Menurut penuturan korban, mereka dijanjikan mendapatkan gaji senilai Rp 8.000.000 (Delapan juta rupiah) sampai dengan 10.000.000,- per/bulan dan mess gratis, pakaian dan fasilitas kecantikan gratis. Namun kenyataan para korban mengalami penipuan, ketidakadilan, kekerasan baik secara fisik maupun psikis dan dieksploitasi secara seksual dengan dipaksa para untuk tetap bekerja walaupun dalam kondisi sakit dan mengalami tindakan tidak manusiawi lainnya seperti dijambaki, diludahi, ditampar, diseret, dilecehkan secara seksual dan dicekik.


Para korban juga dipaksa membayar sewa mess sebesar Rp 300 ribu per bulan dan makan hanya sekali sehari. Mereka tidak diperbolehkan keluar dari area Pub. Jika membeli sesuatu seperti makanan atau air mineral para korban harus membayar karyawan Pub sebesar Rp 50 ribu. Untuk urusan pesiar mereka harus membayar Rp 200 ribu dan untuk ulang tahun rekan kerja mereka harus merogoh gocek sebesar Rp 170 ribu. Pub juga memberlakukan sistem denda yang memberatkan mereka.
Jika mereka menolak melayani kebutuhan seksual tamu dikenakan denda sebesar Rp 2,5 juta; denda adu mulut 2,5 juta; denda berkelahi dan merusakkan fasilitas Pub Rp 5 juta; dan denda masuk kamar teman Rp 100 ribu.
Ada dua orang yang bertanggungjawab atas seluruh pemalsuan dokumen para korban yaitu Rio Lameng dan Andi Wonasoba,dimana ada anak korban yang masih berusia 15 tahun dipalsukan oleh para pelaku ini.
Kasus ini telah diproses di Kepolisian Polres Kabupaten Sikka, namun hal yang menjadi catatan penting adalah bahwa Kepolisian hanya menggunakan KUHP pada kasus ini, kepolisian tidak menggunakan Undang-Undang yang terkait langsung dan khusus dengan kasus ini, diantaranya adalah Undang-undang Nomor 21 Tahun 2007 tentang Tindak Pidana Perdagangan Orang, Undang-Undang Nomor 12 Tahun 2022 tentang Tindak Pidana Kekerasan Seksual, Undang-Undang Nomor 35 Tahun 2014 tentang Perlindungan Anak dan KUHP. Kepolisian harus menggunakan undang-undang yang khusus terlebih dahulu baru menggunakan Undang-undang yang lebih umum.

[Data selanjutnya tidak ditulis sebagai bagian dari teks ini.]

PR #10545, opened 2024-08-08
[Tests] reset deprecations prior to usage in unit tests

MichelleArk:
**Problem**
It's possible for the test_deprecations unit tests to fail if another test has mutated the global `deprecations` or `buffered_deprecations` without cleanup. 

**Solution**
Clear deprecations prior to access in test_deprecations


aranke (approved):
LGTM!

Selain itu Kepolisian juga belum menetapkan tersangka pada kasus ini. Menyoroti belum adanya penetapan tersangka tersebut, Ketua Aliansi Perlindungan Perempuan dan Anak (APPA NTT) Asti Lakalena menyampaikan bahwa tindakan kepolisian yang lamban dalam menetapkan tersangka pada kasus ini akan sangat menghambat proses perlindungan dan memberikan pemenuhan hak-hak bagi korban sebagaimana yang dimandatkan oleh Undang-undang.

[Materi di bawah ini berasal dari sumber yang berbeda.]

PR #10554, opened 2024-08-10
Refactor graph queue so it has a clean interface and hide the selection complexity inside

ChenyuLInx:
Checking in interface first

### DIFF
--- a/core/dbt/graph/queue.py
+++ b/core/dbt/graph/queue.py
@@ -4,13 +4,17 @@ from typing import Dict, Generator, List, Optional, Set
 
 import networkx as nx  # type: ignore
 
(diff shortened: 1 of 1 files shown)


core/dbt/graph/queue.py
```diff
@@ -212,3 +216,80 @@ def wait_until_something_was_done(self) -> int:
         with self.lock:
             self.some_task_done.wait()
             return self.inner.unfinished_tasks
+
+
+class ExecutionQueue:
```
ChenyuLInx, line 221: @MichelleArk @gshank This is the interface I am thinking of moving our queue to, the selection part will be hidden here so from the task perspective it just constructs the queue and executes nodes got from the queue.

PR #10566, opened 2024-08-13
Clarify inline help text

MiConnell:
### Problem
The current help text for `--inline` (`Pass SQL inline to dbt compile and show`) reads like an incomplete sentence, like ...and show {something} as opposed to ...and 'dbt show'

### Solution
Specify what `show` means, like the `--output` [help text does](https://github.com/dbt-labs/dbt-core/blob/357b5a7c120ae8d54433630e1e267f9ee1201a28/core/dbt/cli/params.py#L248)

### Checklist


MiConnell:
CLA and Changelog updated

Asti yang juga sebagai Ketua TP PKK NTT ini menambahkan meminta kepada semua pihak untuk mengkawal kasus ini, khsusnya kepada TRUK-F dan romo yang selama ini sudah bersama dengan korban, saya meminta dukungan kepada semua pihak untuk mengakawal kasus ini sampai pada proses peradilan Asti menambahkan bahwa akan melakukan koordinasi dengan pihak Direktorat PPA PPO Polda NTT untuk melakukan assitensi langsung atas kasus ini, karena ini kasus yang banyak terjadi di NTT, dan kita ingin agar seluruh korban mendapatkan hak-haknya khususnya hak untuk mendapatkan keadilan hukum dan pemulihan bagi korban.

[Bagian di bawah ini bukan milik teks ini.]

PR #10580, opened 2024-08-16
Filter out empty nodes after graph selection

### LINKED ISSUE #8987: [CT-3315] [Bug] Selecting nodes downstream of upstream public models for run/build/test/etc

### Current Behavior

Currently, I can use these selection criteria for _listing_ nodes downstream of upstream public models:
```
dbt list -s upstream_project_name+
dbt list -s package:upstream_project_name+
dbt list -s upstream_project_name.public_model+
```

This correctly lists the public model(s) available from `upstream_project_name`, as well as the nodes in my own project that depend on them (via cross-project ref).

But I cannot use the same selection to actually execute (build/run/test/etc) the downstream nodes in my own project:
```
dbt build -s upstream_project_name+
dbt build -s package:upstream_project_name+
dbt build -s upstream_project_name.public_model+
```

### Expected Behavior

I can select the nodes downstream of upstream project / public models - for listing **and** execution

### Steps To Reproduce

Have a downstream project with cross-project references to public models in an upstream project (I'm using [dbt-labs/snowflake-tpcds-sales-spoke](https://github.com/dbt-labs/snowflake-tpcds-sales-spoke))

### Relevant log output

```shell
$ dbt ls -s snowflake_tpcds_core+
Sending project to dbt cloud
Successfully created task with id f87075c0-baf2-4abe-8562-68ae84cdacbd
Waiting for response

15:02:05 Running with dbt=1.6.6
15:02:06 Registered adapter: snowflake=1.6.4
15:02:06 Found 19 models, 30 tests, 14 sources, 0 exposures, 0 metrics, 489 macros, 0 groups, 0 semantic models
15:02:06 snowflake_tpcds_core.call_centers
15:02:06 snowflake_tpcds_core.customers
15:02:06 snowflake_tpcds_core.stores.v1
15:02:06 snowflake_tpcds_core.stores.v2
15:02:06 snowflake_tpcds_sales_spoke.marts.transactions
15:02:06 snowflake_tpcds_sales_spoke.marts.not_null_transactions_transaction_id
15:02:06 snowflake_tpcds_sales_spoke.marts.unique_transactions_transaction_id

Invocation has finished
Artifacts have been downloaded
11:02:11 ~/dev/scratch/snowflake-tpcds-demo/snowflake-tpcds-sales-spoke (jerco/add-transactions-filter *%) $ dbt build -s snowflake_tpcds_core+
Sending project to dbt cloud
Successfully created task with id 94aaed50-b8f0-4b08-abda-49b92fe9e8b1
Waiting for response

15:02:20 Running with dbt=1.6.6
15:02:21 Registered adapter: snowflake=1.6.4
15:02:21 Found 19 models, 30 tests, 14 sources, 0 exposures, 0 metrics, 489 macros, 0 groups, 0 semantic models
15:02:21 The selection criterion 'snowflake_tpcds_core+' does not match any nodes
15:02:21 Nothing to do. Try checking your model configs and model specification args

Invocation has finished
Artifacts have been downloaded
```

### Environment

```markdown
- dbt Cloud CLI + IDE :)
- dbt: 1.6.x
```

snowflake

### Additional Context

_No response_

jtcohen6:
Resolves #8987

### Problem

Empty nodes are filtered out before graph selection, including for parent/child relationships, which makes it impossible to select downstream project models that depend on an upstream public model. Additionally, this behavior is inconsistent for `list` and `run`.

### Solution

Filter out empty nodes after selection is complete, rather than before.

### Checklist

### DIFF
--- a/core/dbt/graph/selector.py
+++ b/core/dbt/graph/selector.py
@@ -87,12 +87,15 @@ class NodeSelector(MethodManager):
             )
             return set(), set()
 
+        neighbors = self.collect_specified_neighbors(spec, collected)
+        selected = collected | neighbors
+
+        # if --indirect-selection EMPTY, do not expand to adjacent tests
         if spec.indirect_selection == IndirectSelection.Empty:
-            return collected, set()
+            return selected, set()
         else:
-            neighbors = self.collect_specified_neighbors(spec, collected)
             direct_nodes, indirect_nodes = self.expand_selection(
-                selected=(collected | neighbors), indirect_selection=spec.indirect_selection
+                selected=selected, indirect_selection=spec.indirect_selection
             )
             return direct_nodes, indirect_nodes
 
@@ -177,10 +180,14 @@ class NodeSelector(MethodManager):
 
         node = self.manifest.nodes[unique_id]
 
-        if self.include_empty_nodes:
-            return node.config.enabled
+        return node.config.enabled
+
+    def _is_empty_node(self, unique_id: UniqueId) -> bool:
+        if unique_id in self.manifest.nodes:
+            node = self.manifest.nodes[unique_id]
+            return node.empty
         else:
-            return not node.empty and node.config.enabled
+            return False
 
     def node_is_match(self, node: GraphMemberNode) -> bool:
         """Determine if a node is a match for the selector. Non-match nodes
@@ -212,7 +219,12 @@ class NodeSelector(MethodManager):
         """Return the subset of selected nodes that is a match for this
         selector.
         """
-        return {unique_id for unique_id in selected if self._is_match(unique_id)}
+        return {
+            unique_id
+            for unique_id in selected
+            if self._is_match(unique_id)
+            and (self.include_empty_nodes or not self._is_empty_node(unique_id))
+        }
 
     def expand_selection(
         self,
--- a/.changes/unreleased/Fixes-20240816-140807.yaml
+++ b/.changes/unreleased/Fixes-20240816-140807.yaml
@@ -1,0 +1,6 @@
+kind: Fixes
+body: Filter out empty nodes after graph selection to support consistent selection of nodes that depend on upstream public models
+time: 2024-08-16T14:08:07.426235-07:00
+custom:
+  Author: jtcohen6
+  Issue: "8987"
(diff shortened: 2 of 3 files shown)


core/dbt/graph/selector.py
```diff
@@ -87,12 +87,15 @@ def get_nodes_from_criteria(
             )
             return set(), set()
 
+        neighbors = self.collect_specified_neighbors(spec, collected)
+        selected = collected | neighbors
+
+        # if --indirect-selection EMPTY, do not expand to adjacent tests
         if spec.indirect_selection == IndirectSelection.Empty:
-            return collected, set()
+            return selected, set()
```
ChenyuLInx, line 95: This looks like a changed behavior. But after some digging in I think `IndirectSelection.Empty` should actually only affect expand_selection not collect neighbors?

I looked at the [PR](https://github.com/dbt-labs/dbt-core/pull/7008/files#diff-e7dc35d6a37ff0275f71675e8a0d2364827bdd88df814aed971c7b2946d0b253) introduced this logic and found the tests introduced there doesn't always have empty neighbors. @aranke why were we only returning `collected` previously?

core/dbt/graph/selector.py
```diff
@@ -177,10 +180,14 @@ def _is_graph_member(self, unique_id: UniqueId) -> bool:
 
         node = self.manifest.nodes[unique_id]
 
-        if self.include_empty_nodes:
-            return node.config.enabled
+        return node.config.enabled
+
+    def _is_empty_node(self, unique_id: UniqueId) -> bool:
+        if unique_id in self.manifest.nodes:
```
ChenyuLInx, line 186: Why do we need this check here?

ChenyuLInx (approved):
Thanks for adding this!!! I have two questions that I believe should be non-blocking but curious to know why.

ChenyuLInx (approved):
Thanks for adding this!!! I have two questions that I believe should be non-blocking but curious to know why.

core/dbt/graph/selector.py
jtcohen6: @ChenyuLInx You're right - I believe this change fixes a defect in the current code. I can open a separate issue/PR if that feels cleaner.

`collect_specified_neighbors` is our method for adding children/parents (detected via the `+` operator), and right now `--indirect-selection empty` completely ignores them!

I've updated the unit test so that it fails without this change.

core/dbt/graph/selector.py
jtcohen6: Fair point. I was writing defensive code (similar to `_is_match` and `_is_graph_member`), but this method should only ever be called on a `unique_id` returned (within a set) from resolving node selection criteria against the current manifest.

Di hubungi melalui seluler, Greg Retas Daeng yang merupakan advokat yang siap membantu dalam advokasi kasus ini mengatakan bahwa Kepolisian harus menggunakan Undang-undang khusus pada kasus ini. “kami sudah mempelajari kasus ini dan kami melihat Kepolisian harus menggunakan Undang-Undang Nomor 21 Tahun 2007 tentang Tindak Pidana Perdagangan Orang, UU Tindak Pidana Kekerasan Seksual dan karena ada anak, maka perlu menggunakan Undang-Undang Perlindungan Anak”.
Greg yang juga berposisi sebagai Ketua bidang Hukum Forum Perempuan Diaspora NTT ini menambahkan sikap Kepolisian yang hanya menggunakan Kitab Undang-Undang Hukum Pidana merupakan sikap yang hanya mau mencari yang mudah saja, padahal ada undang-undang khusus yang mengatur secara khusus mengenai ini.
“Kita akan kawal kasus ini agar Kepolisian Polres Kabupaten Sikka tidak hanya menggunakan Kitab Undang-Undang Hukum Pidana tapi juga melihat Undang-undang lain yang relevan dengan kasus ini.“
Selain itu Sere Aba, Ketua Forum Perempuan Diaspora NTT ini menambahkan bahwa “akan siap bekerjasama dengan berbagai pihak, mulai dari LPSK, Komnas Perempuan, Komnas HAM dan KPAI untuk meminta dukungan agar kasus ini benar-benar berproses secara hukum.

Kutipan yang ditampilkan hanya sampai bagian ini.